PR #6518, opened 2023-12-07
chart: set default value for nginx.service

dunn:
deploys fail with helm 3.13.x, likely due to what they describe as 'numerous issues fixed' with regard to values handling (https://github.com/helm/helm/releases/tag/v3.13.0) and the fact that the ingress template evaluates .Values.nginx.service.port even though .Values.nginx.service itself isn't set by default https://github.com/samvera/hyrax/commit/d44e60a230314d57c2f0c462789c9819d4f6bb8b#diff-93ef0c97724a14a853549acbbd98c7524a7d85a670bbac74f5635ab8aff54033R3

@samvera/hyrax-code-reviewers


aprilrieger (approved):

orangewolf:
@dunn related to this - April and I just figured out that the nginx chart is making load balancers by default. we were legging down some extra billing in our clusters. we should likely set it to ClusterIP by default (see suggested change)

chart/hyrax/values.yaml
```diff
@@ -284,6 +284,10 @@ nginx:
   image:
     repository: bitnami/nginx
     tag: 1.23.0-debian-11-r1
+  # this needs to be set to an empty hash, since templates/ingress.yaml tries to
+  # evaluate .Values.nginx.service.port, and it needs to at least evaluate to
+  # nil, rather than throw an error (which it does if `service` itself is nil).
+  service: {}
```
orangewolf, line 290:
```suggestion
  # this needs to be set since templates/ingress.yaml tries to
  # evaluate .Values.nginx.service.port, and it needs to at least evaluate to
  # nil, rather than throw an error (which it does if `service` itself is nil).
  # you can change to NodePort or LoadBalancer if direct access is needed.
  # ClusterIP is used as we assume an ingress is in place.
  service:
    type: ClusterIP
    port: 80
```

aprilrieger (approved):
Thank you!

Issue #6517, opened 2023-12-07
Save button disabled on work page when deposit agreement is passive


bbpennel:
### Descriptive summary

If running a hyrax instance with `Active deposit agreement acceptance` disabled, if you add metadata and then add a file, the "Save" button will be disabled even though all the requirements are met. This happens with new or existing works

### Steps to reproduce the behavior in User Interface (UI)

1. In the dashboard as an admin, go to Settings > Features, then turn off "Active deposit agreement acceptance".
2. Then go to the form to create or edit a work. 
3. Input all the required metadata (if creating a new work)
4. Add a file to the work
5. The "Save" button will now be disabled. The only way to enable it is to modify your metadata.

### Actual behavior (include screenshots if available)

I've replicated this issue in hyrax 4 (dassie) and 5 (nurax), and a variation of it in our local hyrax 4 repository (our handling of deposit agreements has been modified, but it produces the same outcome). Tested in firefox and chrome, on mac and windows.

This does not produce any errors.

<img width="1405" alt="Screen Shot 2023-12-07 at 1 49 27 PM" src="https://github.com/samvera/hyrax/assets/969810/108906e3-7856-403b-8e53-f65b61120202">

### Acceptance Criteria/Expected Behavior

The "Save" button should be re-enabled after the file upload completes, if all other requirements are met.

conorom:
Noticed this bug as we are struggling to upgrade heliotrope to Hyrax 4.0.0
In the process of writing an internal Jira ticket for this.

@dlpierce @bbpennel the issue should be closed now with the merge of the linked PR in December, right?

ryanfb:
It would also be nice to have this backported for a 4.0.x point release, since this seems to be a regression introduced introduced in 4.x.

bbpennel:
It should be relatively easy to backport this to 4.x, we are [using it locally](https://github.com/UNC-Libraries/hyrax/pull/2/files) in our [4.x based fork of hyrax ](https://github.com/UNC-Libraries/hyrax/tree/unc-hyrax-4-development)(which has a number of other backported fixes). I could look into doing a PR for against samvera/hyrax in the next few days.

bbpennel:
It will probably need to wait for the build to work for 4.x again first though unfortunately, since my understanding is it needs to be updated to use gh actions.

PR #6530, opened 2023-12-11
Fix save button remaining inactive after upload completes (with passive deposit agreements)

bbpennel:
### Fixes

https://github.com/samvera/hyrax/issues/6517

### Summary

Fixes issue where the "Save" button on the work page is disabled after an upload completes even if all requirements have been met.

See the linked issue for how to replicate the issue.

notes-bugfix

### Detailed Description

The issue appears to be that the fileupload('active') value is still "1" at the time that the `fileuploadcompleted` or `fileuploaddone` events are fired. It is being retrieved here:
https://github.com/samvera/hyrax/blob/main/app/assets/javascripts/hyrax/save_work/uploaded_files.es6#L16
which is used for deciding if the "Save" button should be disabled. So when the completed event fires, it checks to see if there are any active uploads, and there still are since the plugin doesn't seem to have cleared them yet.

Since 'active' doesn't seem reliable for this purpose, I switched to externally tracking when an upload was started and ended. There is also a 'progress' attribute which records the number of bytes uploaded that might be usable for this, which we could try if that's preferred.

For what its worth, it looks like the jquery.fileupload plugin was archived in May 2023. Some parts also don't seem to be working, like the "Cancel upload" button is disabled for me and doesn't work, plus it doesn't show in progress uploads, the file just eventually appears on the list once the upload finishes. I'm guessing we need to replace it at some point, which might already be in the backlog.

* Uses an external counter for number of uploads in progress rather than the internal one, since it does not update in time for reevaluating the save button.
* Adds a test to demonstrate the bug and check for passive deposit agreement behavior

@samvera/hyrax-code-reviewers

++++++++++++++++++++

Task instructions:
Above are the records; from them, give again exactly the lines from the one containing "In the process" to the one containing "### Summary", both lines included, and nothing more.

The completed task:
In the process of writing an internal Jira ticket for this.

@dlpierce @bbpennel the issue should be closed now with the merge of the linked PR in December, right?

ryanfb:
It would also be nice to have this backported for a 4.0.x point release, since this seems to be a regression introduced introduced in 4.x.

bbpennel:
It should be relatively easy to backport this to 4.x, we are [using it locally](https://github.com/UNC-Libraries/hyrax/pull/2/files) in our [4.x based fork of hyrax ](https://github.com/UNC-Libraries/hyrax/tree/unc-hyrax-4-development)(which has a number of other backported fixes). I could look into doing a PR for against samvera/hyrax in the next few days.

bbpennel:
It will probably need to wait for the build to work for 4.x again first though unfortunately, since my understanding is it needs to be updated to use gh actions.

PR #6530, opened 2023-12-11
Fix save button remaining inactive after upload completes (with passive deposit agreements)

bbpennel:
### Fixes

https://github.com/samvera/hyrax/issues/6517

### Summary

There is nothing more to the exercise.